We took the girls to Kohls to let them cash in their points from the chore chart. On the way there Jer got a sampling of how hilarious the girls have been in the car lately. A month or two ago I picked up a CD entitled Rhinestone Cowboy, it's a mix of country music from the 70's. The girls LOVE the thing and make requests to hear their favorites while we're driving. There is nothing cuter than a three year old girl asking to hear "Mama's Don't Let Your Babies Grow Up to Be Cowboys" and then hearing her sing along.
More of their favorites:
Rhinestone Cowboy
Take This Job and Shove it
Dukes of Hazard
Here You Come Again (By Dolly Parton)
On The Road Again
They actually had Jer's size dress shirt in several colors so we bought 5. My post from the other day about how it sucks to be tall and lanky, yeah, the husband is just as bad or worse. If I see a shirt in his size that isn't $100 I buy it.

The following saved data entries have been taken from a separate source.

PR #352, opened 2020-01-02
feat(web): added auto-start with browser on datamon web CLI

fredbi:
* changed default port to random, --port can still be used to specify a port
* added no-browser flag, to prevent launching of browser


fredbi:
@kerneltime  this has been tested on linux (with xdg-open feature). Could you please run some minimal sanity check on macos?

PR #1778, opened 2026-06-10
feat(MOR-591): PcmFrame carrier + LAN decode-at-ingress (dual-publish, additive)

morozsm:
## Summary

Step 15 (**PR-1 of 2**) of the MOR-562 universal audio path epic — ADR `docs/plans/2026-06-09-target-audio-architecture.md` §3.5, tenet T1 (PCM spine). Groundwork for #762 (FFT scope dark on Opus-native radios). Runtime benefit is dormant by design (no shipping radio delivers Opus by default; uLaw is non-default) — the value is architectural: decode-at-ingress, so the spine can carry PCM.

### PcmFrame carrier (additive)

New `rigplane.audio.pcm.PcmFrame` frozen dataclass: `sample_rate`, `channels`, `payload` (ALWAYS interleaved s16le), `seq` (monotonic per RX session, never wraps — unlike the uint16 `AudioPacket.send_seq`). Exported additively from `rigplane.audio` via the lazy map; the Pro export **superset pin** (`tests/contracts/test_audio_transport_conformance.py`) stays green.

### LAN decode-at-ingress + dual-publish

`AudioRuntimeMixin` (the LAN transport adapter) now decodes the radio-negotiated RX wire codec ONCE at ingress:

- **PCM16 (1/2ch)** — zero-copy passthrough: `PcmFrame.payload` IS the wire payload object (no decode, no copy).
- **uLaw (1/2ch)** — via the same production `decode_ulaw_to_pcm16` the broadcaster uses, so ingress output is bit-exact with what the per-consumer branch would have produced.
- **Opus (1/2ch)** — via a DEDICATED session-cached `PcmOpusTranscoder` at the negotiated `(sample_rate, channels, 20 ms)` (never evicts the user-facing `_get_pcm_transcoder` cache; stateful decoder preserved).

**Dual-publish:** the legacy `AudioPacket` callback handed to `AudioStream.start_rx` is never wrapped or replaced (callback identity preserved — existing identity-asserting tests untouched). The decoded `PcmFrame` flows in parallel through a single `AudioStream` RX tap to listeners registered via the new duck-typed `add_pcm_rx_tap` / `remove_pcm_rx_tap` (gap placeholders forwarded as `None`). The `AudioTransport` protocol pin (10 members) and `AudioCapable` freeze (14 members) are untouched.

**Safety:** with no PCM taps registered the decode is skipped entirely — the default path is byte- AND cost-identical (pinned by test). Opus backend init failure dead-flags the ingress for the session (one warning, no per-frame retry); decode/tap exceptions are contained — the legacy carrier keeps flowing no matter what.

### Falsification tests (`tests/test_pcm_ingress_decode.py`, RED→GREEN)

- fake LAN radio negotiating **uLaw** → published `PcmFrame` is correctly decoded s16le (2 bytes/sample, known table anchor `0x00 → -32124`, bit-exact with the production decoder), legacy `AudioPacket` still delivered as the same object;
- fake LAN radio negotiating **Opus** (stub transcoder + libopus-gated real-codec round-trip for CI) → decoded at the negotiated `(sr, ch, 20 ms)`, legacy carrier still ships the compressed wire payload;
- **PCM16-native (IC-7610 LAN default `PCM_2CH_16BIT`) byte-identical**: zero-copy payload identity + no-taps → no decode work + `start_rx` callback identity preserved;
- monotonic seq across uint16 wrap, per-session reset, gap (`None`) forwarding, tap add/remove idempotency, tap-exception isolation, 8-bit-codec no-mapping, Opus-backend-dead fallback.

`FakeAudioStream` (shared test double) gains `add_rx_tap` / `remove_rx_tap` / `emit_rx`, mirroring the real `AudioStream` tap surface.

### Deferred to PR-2 ([BC] follow-up — the actual #762 fix)

Per the staging note in MOR-591, NOTHING is removed here. PR-2, once consumers read `PcmFrame`: remove the broadcaster uLaw decode branch (`web/handlers/audio.py`), the Opus gates that skip DSP/taps for Opus-native radios (the #762 FFT-scope-dark crutch), and the bridge's own opuslib decoder (`audio/bridge.py`), with the fake-Opus-radio scope falsification.

### Gate

- `pytest tests/ -q --ignore=tests/integration`: **7589 passed**, 0 failed (conformance superset, AudioCapable freeze, MOR-583 smoke, MOR-567 lifecycle all green)
- `mypy src/`: baseline exactly **21 errors in 8 files** (unchanged)
- `lint-imports`: **4 kept / 0 broken**

⚠️ Live IC-7610 LAN re-validation (incl. a forced uLaw-negotiated session if feasible) is operator-gated — radio offline; flagged per the issue acceptance.

### DIFF
--- a/src/rigplane/audio/__init__.py
+++ b/src/rigplane/audio/__init__.py
@@ -58,6 +58,8 @@ _LAZY_MAP: dict[str, tuple[str, str]] = {
     "Limiter": ("rigplane.audio.dsp", "Limiter"),
     "NoiseGate": ("rigplane.audio.dsp", "NoiseGate"),
     "RmsNormalizer": ("rigplane.audio.dsp", "RmsNormalizer"),
+    # PCM spine carrier (MOR-591, ADR §3.5)
+    "PcmFrame": ("rigplane.audio.pcm", "PcmFrame"),
     # Resampling
     "PcmResampler": ("rigplane.audio.resample", "PcmResampler"),
     "SampleRateNegotiation": (
@@ -139,6 +141,8 @@ __all__ = [
     "Limiter",
     "NoiseGate",
     "RmsNormalizer",
+    # PCM spine carrier
+    "PcmFrame",
     # Resampling
     "PcmResampler",
     "SampleRateNegotiation",
--- a/src/rigplane/audio/pcm.py
+++ b/src/rigplane/audio/pcm.py
@@ -1,0 +1,38 @@
+"""PcmFrame — codec-neutral s16le carrier for the PCM audio spine.
+
+ADR §3.5 (``docs/plans/2026-06-09-target-audio-architecture.md``, tenet
+T1): transport adapters decode the radio-negotiated wire codec ONCE at
+ingress and publish PCM s16le frames, so the spine (bus / DSP / taps /
+bridge) never has to know a compressed codec exists. During the
+migration the ingress dual-publishes: the legacy
+:class:`~rigplane.audio.lan_stream.AudioPacket` (Pro-pinned export)
+keeps flowing unchanged alongside this carrier (MOR-591).
+"""
+
+from __future__ import annotations
+
+from dataclasses import dataclass
+
+__all__ = ["PcmFrame"]
+
+
+@dataclass(frozen=True, slots=True)
+class PcmFrame:
+    """One decoded PCM audio frame on the spine (MOR-591, ADR §3.5).
+
+    Attributes:
+        sample_rate: Sample rate in Hz of the decoded payload.
+        channels: Interleaved channel count (1 or 2).
+        payload: Interleaved signed 16-bit little-endian PCM bytes —
+            ALWAYS s16le, regardless of the radio's negotiated wire
+            codec. For PCM16-native radios this is the wire payload
+            itself (zero-copy passthrough, no decode).
+        seq: Locally counted monotonic frame sequence for the current
+            RX session (starts at 0 per session; never wraps — unlike
+            the uint16 ``AudioPacket.send_seq``).
+    """
+
+    sample_rate: int
+    channels: int
+    payload: bytes
+    seq: int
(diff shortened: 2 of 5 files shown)


morozsm:
Agent Review: PASS — Additive PR-1 confirmed: 600 additions / 0 deletions across exactly the 5 declared files; no per-consumer decoder removed (broadcaster uLaw branch at web/handlers/audio.py:808, bridge opuslib decoder at audio/bridge.py:505, and session.py all untouched — PR-2 scope intact). Default path is byte+cost-identical: the bomb-decoder test pins that no decode runs without a PCM tap, callback identity to AudioStream.start_rx is pinned unwrapped, and the legacy AudioPacket is dual-published as the same object; lan_stream.py is not modified, the pre-existing add_rx_tap dedupes (idempotent re-arm), the real RX loop forwards None gaps to taps with no exception guard, and the ingress tap never raises. Decode falsification: reverting the mixin to main turns tests/test_pcm_ingress_decode.py RED (11 failed), restoring → GREEN (13 passed, 1 skip = libopus-absence only); uLaw is bit-exact by function identity with the production decode_ulaw_to_pcm16 the broadcaster imports, PCM16-native payload IS the wire bytes (zero-copy), Opus decodes via a dedicated session-cached transcoder at the negotiated (sr, ch, 20ms) — distinct attrs from the _get_pcm_transcoder cache — with backend-failure dead-flagging that leaves the legacy carrier intact; recovery covered (both legacy replay and session reestablish route through radio.start_rx → _arm_pcm_ingress). Gate green: pytest 7589 passed / 0 failed (no-integration), ruff check + format clean, mypy exactly 21 errors in 8 files (baseline), lint-imports 4 kept / 0 broken, export-surface pins (test_exports/test_public_api_surface/test_tap_surface, 68 passed) green with the additive PcmFrame lazy-map entry. PR-2 decoder-removal/#762 deferred; live-LAN revalidation deferred. Minor non-blocking note: stop_rx jitter-buffer flush delivers tail packets to the legacy callback only, not to PCM taps — an acceptable end-of-session asymmetry for the additive spine.

PR #1780, opened 2026-06-10
fix(MOR-596): per-client PCM→20ms reframing for Opus egress (no PCM16 fallback on non-Opus radios)

morozsm:
## What

Fix **MOR-596** (High): the per-client / adaptive Opus egress (MOR-584/MOR-588) never produced Opus on non-Opus-native radios (PCM16/uLaw) — it silently fell back to PCM16 on every frame because it transcoded **per radio packet** and `PcmOpusTranscoder` requires an exact 10/20/40/60 ms frame. Live IC-7610 LAN packets are ~1280 B ≈ 6.67 ms → `Unsupported frame_ms=6` → PCM16 fallback.

## How

- `_encode_client_rx_frame` now returns `list[(codec, frame_ms, payload)]` (0..N). PCM16 / Opus-native clients stay strictly 1:1 (single passthrough frame, preserving the per-codec `shared_frames` cache).
- Opus egress on PCM radios appends to a per-client PCM **reframing accumulator** (`_client_opus_pcm_buffers`) and pops exact fixed frames (`OPUS_EGRESS_FRAME_MS = 20`, 3840 B @48k/2ch) to encode; remainder carries across packets. Header codec=0x01, frame_ms=20.
- Relay loop enqueues each returned frame; drop-oldest QueueFull eviction + MOR-588 adaptive evaluation unchanged.
- Buffer lifecycle: cleared on `unsubscribe`, `reap_dead_clients`, relay-loop dead-client cleanup, `_adaptive_switch` to PCM16, and `_refresh_codec_state` (sample-rate/channel/codec flips never concatenate mismatched PCM). On a genuine libopus-missing encode failure the existing one-shot-warned PCM16 fallback is preserved.
- `_transcoder.py` untouched; the tap/bridge/FFT path upstream is untouched (T1a lossless digital invariant).

## Tests

New `tests/test_web_audio_opus_egress_reframing.py` (7 tests): reframing accumulation (spy transcoder always receives exactly 3840 B; N×1280 B → floor(total/3840) Opus frames; remainder retained; no PCM16 fallback), PCM16 1:1 passthrough unaffected, codec-switch flushes the buffer, Opus-native pass-through unchanged, and a `skipif`-gated real-libopus encode/decode round-trip. Falsification confirmed: the accumulation + real-encode tests fail on the unfixed code (PCM16 fallback) and pass after.

## Gate

- pytest (no integration, libopus present): 7599 passed, 8 skipped, 11 xfailed, 1 xpassed — 0 failures
- ruff check + format: clean · mypy: 21 errors in 8 files (baseline) · lint-imports: 4 kept / 0 broken

Found during the live IC-7610 Echelon-A OPUS validation. Related: MOR-588, MOR-584, MOR-562.

### DIFF
--- a/src/rigplane/web/handlers/audio.py
+++ b/src/rigplane/web/handlers/audio.py
@@ -54,6 +54,12 @@ DEGRADE_WINDOW_S = 3.0
 CLEAN_WINDOW_S = 30.0
 DWELL_S = 10.0
 
+# Fixed Opus egress frame duration (MOR-596).  Radio RX packets are not
+# Opus-frame-aligned (IC-7610 LAN @48k stereo ≈1280 B ≈6.67 ms), while
+# ``PcmOpusTranscoder`` accepts exactly one fixed frame per encode call —
+# per-client PCM is therefore reframed into exact 20 ms frames before encode.
+OPUS_EGRESS_FRAME_MS = 20
+
 
 @dataclass
 class _AdaptiveEgressState:
@@ -159,6 +165,11 @@ class AudioBroadcaster:
         self._client_opus_transcoders: dict[
             int, tuple[PcmOpusTranscoder, tuple[int, int, int]]
         ] = {}
+        # Per-client PCM reframing accumulators for Opus egress (MOR-596):
+        # s16le bytes buffered until a full 20 ms frame is available.
+        # Cleared on unsubscribe/reap, adaptive switch to PCM16, and any
+        # codec-state refresh (sample rate / channel changes).
+        self._client_opus_pcm_buffers: dict[int, bytearray] = {}
         # Per-client link-quality state (MOR-585, ADR §3.6): the latest
         # client-reported ``audio_stats`` snapshot plus the server-side
         # drop-oldest eviction counter for the bounded WS queue.  Stats
@@ -255,6 +266,7 @@ class AudioBroadcaster:
             self._client_ws.pop(client_id, None)
             self._client_rx_codec.pop(client_id, None)
             self._client_opus_transcoders.pop(client_id, None)
+            self._client_opus_pcm_buffers.pop(client_id, None)
             self._client_link_quality.pop(client_id, None)
             self._client_queue_drops.pop(client_id, None)
             self._client_adaptive.pop(client_id, None)
@@ -366,6 +378,7 @@ class AudioBroadcaster:
                 self._client_ws.pop(cid, None)
                 self._client_rx_codec.pop(cid, None)
                 self._client_opus_transcoders.pop(cid, None)
+                self._client_opus_pcm_buffers.pop(cid, None)
                 self._client_link_quality.pop(cid, None)
                 self._client_queue_drops.pop(cid, None)
                 self._client_adaptive.pop(cid, None)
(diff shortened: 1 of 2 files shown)


morozsm:
Agent Review: PASS

Independent review at PR head 5d067ce0 (worktree, detached). Falsification-first.

**Scope** — exactly the 2 expected files; no strays. Production +79/-37 (=+42 net, as ticketed); test file +245 (7 ticket-mandated scenarios, no padding). Within guardrails (<=3 files).

**Correctness (adversarial)** — verified:
- Accumulator drains in exact frame_bytes chunks (`del buf[:frame_bytes]`); remainder carried. frame_bytes = sample_rate*20//1000*channels*2 == PcmOpusTranscoder.frame_bytes exactly (48k/2ch=3840, 24k/1ch=960). All _VALID_SAMPLE_RATES (8/12/16/24/48k) are %50==0 → integer-exact, channel-aligned, always >0. No off-by-one / partial-frame leakage.
- No unbounded growth: the drain `while` runs unconditionally every relay iteration before enqueue, independent of WS-queue state; residual bounded by <1 frame (<3840 B). Pre-queue buffer cannot accumulate.
- Lifecycle clears complete: unsubscribe (269), reap_dead_clients (381), relay dead-client (946), _adaptive_switch→PCM16 (642), _refresh_codec_state clear-all (459) + transcode-fail except (742). No stale-PCM concatenation path; no path clears a still-needed buffer.
- Concurrency: same single-event-loop pattern as the pre-existing _client_opus_transcoders dict; lifecycle mutations under self._lock, relay loop unchanged — no NEW race.
- seq: all N reframed sub-frames share the packet seq; browser rx-player.ts decodes per-frame by codec/payload and does NOT dedup/reorder by seq → correct, documented.
- 1:1 PCM16/Opus-native passthrough + shared_frames per-codec cache survived via `payload is audio_data` identity check; no double-send/drop.
- T1a: tap/DSP/FFT PCM fan-out upstream untouched (egress is downstream-only).

**Falsification** — checked out origin/main audio.py + ran the NEW tests: 7/7 FAIL on unfixed code. Behavior discriminators fail for the right reason — real-libopus test emits [2,2,2,2,2,2] (PCM16 fallback/packet) vs expected [1,1]; log shows `Unsupported frame_ms=6` (documented root cause). Mutation test (drop remainder via buf.clear()) → 3 tests FAIL, confirming carry-over is genuinely asserted. Restored file = pristine.

**Gate (independent)**:
- pytest (no integration): 7598 passed, 8 skipped, 11 xfailed, 1 xpassed, **1 failed** = test_audio_session_health::test_healthy_heartbeat_never_false_positives — a wall-clock heartbeat timing flake in audio/session.py (RX silent 0.1s under heavy parallel load), OUTSIDE the PR's 2-file scope; passes 8/8 in isolation. Not a regression.
- ruff check: All checks passed · ruff format --check: 572 files already formatted
- mypy src/: 21 errors in 8 files (baseline; none in audio.py)
- lint-imports: 4 kept / 0 broken

Diff matches the ticket, no substantiated correctness defect, tests genuinely discriminate. PASS.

After getting home, baths, snacks, stories, and bed I challenged my husband to a Scrabble duel. He reluctantly agreed. So we opened a bottle of wine and I kicked his ass. Severely. He quit when I got to 350 points. After I gloated sufficiently he turned the tables on me and pulled out Stratego. If you've been fortunate enough to never have played Stratego let me explain. It's a war game that involves soldiers, bombs, and capturing a flag; and I suck royally.
He kicked my ass so badly that it was boring. Then he laughed at me when I lost and he asked me what strategy I used. I explained that the soldiers were evenly spaced in platoons. I claimed he had an unfair advantage since he actually knew what the hell he was doing.